There are a number of major issues facing the commercial vehicle sector at present. In addition to the daily hassles of running the business, operators of van and truck fleets currently also have to deal with things like the Working Time Directive, the lack of new blood in the industry and how to manage asset risk.

The last of these is a concern for a lot of companies. Residual values are highly volatile, forcing operators to look closely at how to deal with the financial risk involved. In addition, the sheer expense of a commercial vehicle fleet (buying half a dozen HGVs or oil tankers can put a serious dent in any company’s balance sheet) is another issue to be managed.

As a result, there has been a lot of attention focused on outsourcing. Bringing in a specialist to handle some or all of the intricacies of fleet management is one option, but another – growing even more popular – is to use vehicles that are funded elsewhere.

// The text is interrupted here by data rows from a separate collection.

PR #367, opened 2017-09-12
Document civi-test-run script (take 2)

seanmadsen:
This builds on top of #325 and is intended to replace it. 

In #325 Seamus added docs for a new script, `civi-test-run`. 

This PR is different from #325 in the following ways: 

* Use a separate page for `civi-test-run` in the "Tools" chapter
* Point readers to this page so that we can avoid duplicating efforts to describe `civi-test-run`
* Also mention `civi-test-run` in the *list* of all tools
* Don't describe the script's usage. Instead instruct readers to run the script to observe its usage via the command line. (This is to address [comments](https://github.com/civicrm/civicrm-dev-docs/pull/325#issuecomment-328699764) from Tim about how the signature is likely to change in the future)

### DIFF
--- a/docs/testing/continuous-integration.md
+++ b/docs/testing/continuous-integration.md
@@ -35,5 +35,9 @@ codebase.
  
 Code-style is not checked on this build, but all upgrade and web tests are run.
 
+## Running the test suite locally
+
+You can use [civi-test-run](/tools/civi-test-run.md) locally to run a full standard CiviCRM Test suite.
+
 [jenkins-test-results]: https://test.civicrm.org/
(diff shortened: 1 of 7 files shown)


seanmadsen:
Would like thoughts from @seamuslee001 @totten before merging

totten:
+1 for moving to its own page.

I've tweaked to mention the `upgrade` and `karma` suites.

seanmadsen:
I like the tweaks, Tim.

I'll merge this on 2017-09-14 if no further comments. 

@seamuslee001 feel free to merge if you approve &mdash; or push more commits or suggest changes.

seamuslee001:
Yep this looks good to me merging

PR #532, opened 2018-05-17
Update docs to reflect semver changes.

MikeyMJCO:
Updating docs to reflect changes made here: https://lab.civicrm.org/dev/release/issues/1#note_2843


totten:
Thanks, @MikeyMJCO. This is good to document. 

I'd forgotten there was a revision table at the top of the document -- glad you found both spots.

I pushed up a change - mainly replacing the phrase "to bridge this change" (07240a6) because we're in a new context.

PR #536, opened 2018-06-10
Update upgrade documentation to mention how to upgrade message templates

eileenmcnaughton:


docs/framework/upgrade.md
```diff
@@ -38,6 +38,9 @@ Each class in the `CRM_Upgrade_Incremental_php` corresponds to a major release o
 | `php public function upgrade_X_Y_Z() ` | Perform any changes in a specific queue order for version X.Y.Z. During this function you *MUST* call `php $upgrade->processSQL($rev)`. Without calling this function the X.Y.Z.sql.tpl file will not be executed |
 | `php public function setPostUpgradeMessage() ` | Called after each incremental upgrade. Any messages generated by this function will be displayed to site-administrators *after* the upgrade has completed. (This is called several times – once for each incremental upgrade.) |
 
+## Upgrading message templates
+Message templates that need upgrading should be declared - currently under CRM_Upgrade_Incremental_MessageTemplates::getTemplateUpdates although this may be defined. The upgrade script will pick them up from there (5.4+)
+
```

But the decision-making process doesn’t end there. There are numerous different funding options available to commercial vehicle operators. The option that is best suited for any given company depends on its own financial position, the needs of its fleet and the operational demands of the business.

That is why it is vitally important that any company considering using externally funded vehicles analyse all the issues. That often means using the consultancy services of a commercial vehicle specialist so that they can determine exactly which funding method will work best. At the 2003 CV Show, our experts will be available to assist decision-makers that are contemplating changing how they finance their fleets.

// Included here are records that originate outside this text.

PR #537, opened 2018-06-12
Update hook_civicrm_post.md

kainuk:
See the https://lab.civicrm.org/dev/core/raw/master/CRM/Contact/BAO/Contact.php line 1188

### DIFF
--- a/docs/hooks/hook_civicrm_post.md
+++ b/docs/hooks/hook_civicrm_post.md
@@ -31,8 +31,7 @@ hook_civicrm_post($op, $objectName, $objectId, &$objectRef)
     -   'create' : The CiviCRM object is created (or contacts are being added to a group)
     -   'edit' : The CiviCRM object is edited
     -   'delete' : The CiviCRM object is being deleted (or contacts are being removed from a group)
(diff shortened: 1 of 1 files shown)


totten:
@kainuk Nice catch.

Just to verbalize something... it wasn't clear to me if this patch (a) corrects a mistake in docs that were never accurate or (b) updates docs to match a change in the `hook_civicrm_post` contract. If there was actually a change in the contract, then the docs should indicate when that change happened. 

Trying to answer that... I grepped the [release-notes](https://github.com/civicrm/civicrm-core/tree/master/release-notes) and [changes.md](https://docs.civicrm.org/dev/en/latest/api/changes/) for `civicrm_post` and couldn't find any mention of this. I also spot-checked the code in a few releases (`5.3`, `5.0`, `4.7.20`, `4.7.10`, `4.7.0`, and the current `4.6`) to see if the symbol `'trash'` appeared to be emitted. Couldn't find anything that looked like hook-invocation.

So, based, on that, I'm guessing that this was really a correction for mistaken docs, and I'm going to merge. However, grep isn't perfect... and @kainuk, you may know more about this than me... so if this was actually a change in contract, please follow-up.

PR #540, opened 2018-06-27
Update hook_civicrm_selectWhereClause.md

michaelmcandrew:
Add a note to say that this hook will only be invoked for API calls if check_permissions is set to 1


seamuslee001:
Looks fine to me merging

PR #545, opened 2018-08-23
Fix incorrect sample filename

selwyntcy:


totten:
Thanks, @selwyntcy . I haven't read this page in a long time and don't immediately recognize the problem being fixed. Trying to read+summarize, it seems like:

* __Background__: There are supposed to be two files -- for a *class* and an *entry-point*.
* __Before the patch__: The short names of the two files were the same (i.e. `UCMPaymentCollectionIPN.php`, although maybe the folders could be different) -- and this was confusing.
* __After the patch__: With the patch, the names are clearly different (`UCMPaymentCollectionNotify.php` vs `UCMPaymentCollectionIPN.php`).

Have I understood correctly?

selwyntcy:
Hm. Both [https://github.com/civicrm/civicrm-dev-docs/blame/master/docs/extensions/payment-processors/create.md#L302](url) and [https://github.com/civicrm/civicrm-dev-docs/blame/master/docs/extensions/payment-processors/create.md#L308](url) mention that there should be a file named `UCMPaymentCollectionIPN.php`. However, the filename above such sample code is incorrectly written as `UCMPaymentCollectionNotify.php`, the same as that of the previous sample code. I guess it was a copy & paste error.

mattwire:
@totten the whole page could do with an update.  But this PR is an improvement and should be merged.

totten:
Thanks, @mattwire

PR #548, opened 2018-10-07
review.md - Split review standards into two buckets, "General" vs "Developer"

totten:
This was raised during the Bamford discussion about PR review -- it should make it easier for less sophisticated reviewers to recognize the parts where their feedback can help.


mattwire:
@clairew @joannechester Is this ok to merge?

totten:
@mattwire, thanks for doing the follow-up pings.

I think we've given this a reasonable comment period and can go ahead with merging.

PR #555, opened 2018-11-05
Update setting metadata information

eileenmcnaughton:
Note working through this threw up some ambiguity about help_text vs help which I'll dig into as a follow up. I think there is further text on the page I need to review too the section about the settings form


eileenmcnaughton:
OK - the help text is not used anywhere - ie. the text defined this way does not show up anywhere. I think it's OK to leave it as is - I guess the question is whether the new 'help' => 'id' methodology (used on entity forms) is good or if we should try to do as assign to help text

MegaphoneJon:
This appears to be superseded by #557.

PR #561, opened 2018-11-22
Add Civix example

eileenmcnaughton:


totten:
Thanks, @eileenmcnaughton. 👍 Agree that's better example for typical usage of `navigationMenu`.

PR #464, opened 2017-12-18
CRM-21460 Add job execution hooks

rthouvenin:
This is the developer documentation for CRM-21460 ([PR#11377](https://github.com/civicrm/civicrm-core/pull/11337)). Adds 2 new hooks around scheduled job execution.

PR #562, opened 2018-11-28
Fix missing reference to pre/postJob hook files.

MikeyMJCO:


MikeyMJCO:
This PR fixes an issue with #464 which is currently preventing the Dev docs from publishing.

PR #563, opened 2018-11-29
Add "REF" (Refactor) as prefix for PR/git subjects

totten:
This documents "REF" (refactor) as an alternative to "NFC" (non-functional commit).

When coining "NFC", I personally expected that it would not include refactorings -- because refactorings change how the code executes. But other folks have found it appealing to mark refactorings as "NFC". I think there's a kernel of validity in both these expectations/behaviors. I'm hoping we can resolve that minor tension by adding another category specifically for refactoring.

As a someone reading PRs and commits, you would be able to use these mental heuristics:

* "NFC" means "I need to skim the PR and understand it on the author's original terms. If there's a small mistake -- such as a new typo -- it's not going to break anything."
* "REF" means "I should check if this change is a safe refactoring -- aka 'behavior-preserving transformation'."

See also: https://github.com/civicrm/civicrm-core/pull/13167#issuecomment-442651462


totten:
Merging based on linked discussion with Eileen.

PR #564, opened 2018-11-30
Under Hooks, switch the order of 'All Hooks' and 'Setup'

aydun:
Currently we have 'All Hooks' followed by each of the categories of hooks
so it looks like 'Setup' is a hook category.  Its content is closer to 'Using Hooks'

### DIFF
--- a/mkdocs.yml
+++ b/mkdocs.yml
@@ -58,12 +58,12 @@ pages:
   - APIv3 Changes: api/changes.md
 - Hooks:
   - Using Hooks: hooks/index.md
-  - All Hooks: hooks/list.md
   - Setup:
     - Hooks with Symfony: hooks/setup/symfony.md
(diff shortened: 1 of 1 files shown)


totten:
Agree, I had the same confusion when I tried to navigate to the Symfony one. (And I wrote that page!) Wound up doing a Google search instead.

Merging because this feels better than the old menu and is a minimal change.

FWIW, I still think the word-choice here is confusing.

* "Using" is... OK for the content, although "Intro" or "Overview" feels more canonical to me.
* "Setup" feels misleading -- "Usage" or "Syntax" or "Bindings" make more sense to me.

@aydun, if you also think the word-choice is confusing, then I'd be happy to draft changes or review changes you draft. Or if you're OK with the word-choice, I can move on.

For example, a company that wants to own its vehicles without the expense of buying them all at once might choose to acquire them on hire purchase. It obtains the trucks, makes regular payments to the partner providing the funding and takes ownership at the end of the arrangement. Such agreements also usually allow the company to claim Writing Down Allowances.

Alternatively, with the issue of residual values uppermost in mind an operator might decide on a finance lease. The vehicle is used throughout its useful working life, but at the end of the agreement either the rentals are reduced to a nominal level or it is sold on and the company benefits from a proportion of the sale proceeds. Not to mention that finance rentals are usually 100% allowable against tax.

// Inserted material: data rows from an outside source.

PR #570, opened 2023-12-06
consuming services: connect to on-prem from bas

sjvans:
add tip linking to [Connecting to External Systems From the Business Application Studio](https://sap.github.io/cloud-sdk/docs/js/guides/bas)


guides/using-services.md
```diff
@@ -1267,6 +1267,11 @@ cds bind --exec -- mvn spring-boot:run \
 [Learn more about `cds bind --exec`.](../advanced/hybrid-testing#run-arbitrary-commands-with-service-bindings){.learn-more}
 
 
+::: tip
+If you are developing in the Business Application Studio and want to connect to an on-premise system, you will need to do so via Business Application Studio's built-in proxy, for which you need to add configuration in an `.env` file. See [Connecting to External Systems From the Business Application Studio](https://sap.github.io/cloud-sdk/docs/js/guides/bas) for more details.
```
beckermarc, line 1271: Is there also an equivalent documentation for this for Java? The docs you linked to seem to be for the Cloud SDK for JavaScript. Maybe link to this section here for Java: https://sap.github.io/cloud-sdk/docs/java/features/connectivity/destination-service#reach-on-premise-service-from-the-sap-business-application-studio

beckermarc: I don't know these docs well and also missed so far that they the page I found links to the section Sebastian added here. I think however the .env files are different for Java and Node.js after reading through the docs. Maybe @MatKuhr from Cloud SDK can shed some light on this as well?

sjvans: 🙏

sjvans: > ... instead you have to give proxy host + port in the destination as described in the Java article.

but does that mean you need to change coding/ existing files? the `.env` approach is nice because it makes it completely transparent for the app...

MatKuhr: > change coding/ existing files

No, your code remains unchanged. The only difference between Java and JS is that for Java the destination (however you prefer to define it) has to have the additional properties proxy host + port.

renejeglinsky: @beckermarc Should we add a similar note with the link you provided for Java here?

beckermarc: I think would make sense. From my understanding this topic affects both Java and Node.js

renejeglinsky: Done: https://github.com/cap-js/docs/pull/570/commits/dcc2c42b4674451b1455a02820fe3890c97a4c0e

guides/using-services.md
```diff
@@ -1266,6 +1271,10 @@ cds bind --exec -- mvn spring-boot:run \
 
 [Learn more about `cds bind --exec`.](../advanced/hybrid-testing#run-arbitrary-commands-with-service-bindings){.learn-more}
 
+::: tip
+If you are developing in the Business Application Studio and want to connect to an on-premise system, you will need to do so via Business Application Studio's built-in proxy, for which you need to add configuration to your destination environment variable. See [Reach On-Premise Service from the SAP Business Application Studio](https://sap.github.io/cloud-sdk/docs/java/features/connectivity/destination-service#reach-on-premise-service-from-the-sap-business-application-studio) for more details.
+:::
```
renejeglinsky, line 1276: @beckermarc Please review and if needed suggest changes. Thanks a lot :)

beckermarc (approved):

renejeglinsky (approved):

If the balance sheet is a main concern (as it is for many companies looking to improve their gearing ratios), an operating lease can be the right choice. Not only is the asset off the balance sheet, but the rentals take the residual value into account and are thus lower than those found on a finance lease or hire purchase arrangement.

The most popular form of financing method, however, is contract hire. This is, in essence, an operating lease that includes a full package of service, maintenance and repair services. Its popularity stems from the combination of off balance sheet funding, worry-free upkeep of the asset and rentals allowable against tax.

These funding options all have pros and cons depending on the exact needs of the operator. That is why it can help to bring in a specialist. In addition, it is worth noting that some suppliers can also offer guidance on vehicle specification and build. When dealing with fleets of specialist commercial vehicles such as oil tankers and car transporters, tailoring the vehicle to its intended use is not just helpful – it is vital.